Study Guide

Babbitt Women and Femininity

By Harry Sinclair Lewis

Women and Femininity

It's clear from George Babbitt's insecurities that masculinity is a big concern in Babbitt. But as large a theme as masculinity is, the concept of femininity is just as important. After all, if you're living in a society that insists men should act like traditional men, it's also going to insist that women act like women.

This usually means that women are supposed to be quiet and passive compared to men, and that the ladeez should take care of their appearances in order to please men. Men like Babbitt, though, are perfectly aware of how shallow this kind of thinking is. The problem is that they keep buying into it anyway.

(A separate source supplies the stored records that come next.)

PR #1990, opened 2017-04-12
Composite resource keywords update

pkdash:
Updates resource level keywords when file level keywords are added. This needs to go in for release 1.10.

### DIFF
--- a/hs_file_types/models/netcdf.py
+++ b/hs_file_types/models/netcdf.py
@@ -580,6 +580,12 @@ class NetCDFLogicalFile(AbstractLogicalFile):
                         if k == 'subject':
                             logical_file.metadata.keywords = v
                             logical_file.metadata.save()
+                            # update resource level keywords
+                            resource_keywords = [subject.value.lower() for subject in
+                                                 resource.metadata.subjects.all()]
+                            for kw in logical_file.metadata.keywords:
+                                if kw.lower() not in resource_keywords:
+                                    resource.metadata.create_element('subject', value=kw)
                         else:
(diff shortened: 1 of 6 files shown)


hs_file_types/models/netcdf.py
```diff
@@ -580,6 +580,12 @@ def set_file_type(cls, resource, file_id, user):
                         if k == 'subject':
                             logical_file.metadata.keywords = v
                             logical_file.metadata.save()
+                            # update resource level keywords
+                            resource_keywords = [subject.value.lower() for subject in
+                                                 resource.metadata.subjects.all()]
+                            for kw in logical_file.metadata.keywords:
+                                if kw.lower() not in resource_keywords:
+                                    resource.metadata.create_element('subject', value=kw)
```
hyi: @pkdash Has this case (i.e., make sure no keyword duplication on resource level keywords) been captured in tests? I cannot tell from the code changes for this PR.

pkdash: @hyi I think this is covered in the existing test. See the unit test (https://github.com/hydroshare/hydroshare/blob/4b9e60045586feaae10faeb45c7312ec27681abf/hs_core/tests/api/native/test_core_metadata.py#L1331)

Also this line in the create() of the Subject class: https://github.com/hydroshare/hydroshare/blob/4b9e60045586feaae10faeb45c7312ec27681abf/hs_core/models.py#L1302

hyi: OK. Agreed it is covered. Then a +1 from me on this PR.

Issue #3863, opened 2020-05-30
README.md sometimes does not display


dtarb:
The README.md file is supposed to display below the content area for a resource.  For this resource it does not https://www.hydroshare.org/resource/8161a96a08474d12bba219852409be61/.

I am able to download the README.md file and load into a new resource and have it display properly, so there does not appear to be a problem with the README.md file.  I have not been able to determine the conditions that cause this problem.

horsburgh:
I wondered if this had something to do with the fact that there are two files in the resource with the word "README" in the file name. But, I tried several combinations of adding files with these names to different resource and I was also unable to reproduce the issue of the README.md file not being rendered. I used different files and just tried combinations of file names.

sblack-usu:
After looking into this, I found that this filter looking at files in the root directory doesn't work with this resource because the file_folder on the README.md file is '' instead of None.  https://github.com/hydroshare/hydroshare/blob/develop/hs_core/models.py#L2333

@dtarb, I'm trying to understand how the file_folder is '' instead of None... did you do something like move the README.md file after uploading it?

dtarb:
@sblack-usu this is not a resource I own, so I have no idea what David Arctur did with this.  Could this be because it is published, or a later version of an earlier published resource.

sblack-usu:
When a new version of a resource is created, the root files in the resource are set to an empty string.  I'm considering just constraining non null values to handle this situation consistently across the codebase rather than accomodating both null and empty strings.

PR #3864, opened 2020-06-01
[#3863] - check empty string file_folder for root directory

sblack-usu:
### Pull Request Checklist: 

- [ ] Automated Testing

- [ ] Passing Jenkins Build

### Positive Test Case
1. Somehow make the file_folder of a README ResourceFile model an empty string rather than None. (I did this by opening the python shell and updating it directly, however there are ways to do this in the system, I'm just not sure what they are).  Open the resource landing page and validate the README page renders.

### DIFF
--- a/hs_composite_resource/tests/test_readme_file.py
+++ b/hs_composite_resource/tests/test_readme_file.py
@@ -215,6 +215,28 @@ class TestReadmeResourceFile(MockIRODSTestCaseMixin, TransactionTestCase):
         self.assertNotEqual(self.composite_resource.readme_file, None)
         self.assertNotEqual(self.composite_resource.get_readme_file_content(), None)
 
+    def test_readme_file_8(self):
+        """Test that when a README.md file with file_folder as '' instead of None,
+        this file is considered as the readme file of the resource"""
+
+        self._create_composite_resource()
+        # resource should not have any file at this point
+        self.assertEqual(self.composite_resource.files.count(), 0)
+        # resource has no readme file
+        self.assertEqual(self.composite_resource.readme_file, None)
+        # add the README.MD file to the resource at the root level
+        files_to_add = [self.README_MD]
+        self._add_files_to_resource(files_to_add)
+        # resource should have one file at this point
+        self.assertEqual(self.composite_resource.files.count(), 1)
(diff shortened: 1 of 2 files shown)


hs_composite_resource/tests/test_readme_file.py
```diff
@@ -215,6 +215,28 @@ def test_readme_file_7(self):
...
+        self._add_files_to_resource(files_to_add)
+        # resource should have one file at this point
+        self.assertEqual(self.composite_resource.files.count(), 1)
+        # Update the readme file_folder to an empty string
+        file = self.composite_resource.files.first()
+        file.file_folder=''
+        file.save()
+        # resource has a readme file
+        self.assertNotEqual(self.composite_resource.readme_file, None)
+        self.assertNotEqual(self.composite_resource.get_readme_file_content(), None)
```
hyi, line 238: it'd be better to use ```assertIsNotNone``` rather than ```assertNotEqual```

hs_composite_resource/tests/test_readme_file.py
```diff
@@ -215,6 +215,28 @@ def test_readme_file_7(self):
...
 
+    def test_readme_file_8(self):
+        """Test that when a README.md file with file_folder as '' instead of None,
+        this file is considered as the readme file of the resource"""
+
+        self._create_composite_resource()
+        # resource should not have any file at this point
+        self.assertEqual(self.composite_resource.files.count(), 0)
+        # resource has no readme file
+        self.assertEqual(self.composite_resource.readme_file, None)
```
hyi, line 226: It'd be better to use ```assertIsNone``` here.

hs_composite_resource/tests/test_readme_file.py
sblack-usu: done

hs_composite_resource/tests/test_readme_file.py
sblack-usu: done

sblack-usu:
@hyi, what do you think about also adding a constraint to file_folder to not allow nulls and default to an empty string.  That way we are handling root files consistently.

hyi:
@sblack-usu I think that is a good idea. Consistency is always good.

Questions About Women and Femininity

  1. In which moments do characters in this book show concern about how "feminine" certain female characters are? Do they tend to worry about being too feminine or too un-feminine?
  2. In what ways is Myra Babbitt oppressed by her role in the Babbitt house? Why is Babbitt allowed to express his dissatisfaction in ways that she can't?
  3. What is the connection in this book between anxieties about femininity and anxieties about getting older? Use specific evidence from the text to support your answer.

Chew on This

In Babbitt, we find that almost every female character faces significant restrictions on her opportunities in life because she's a woman.

In Babbitt, Sinclair Lewis shows us that women have a lot of the same dissatisfactions as men. The main difference is that they can't express their dissatisfaction without being labeled as "nags."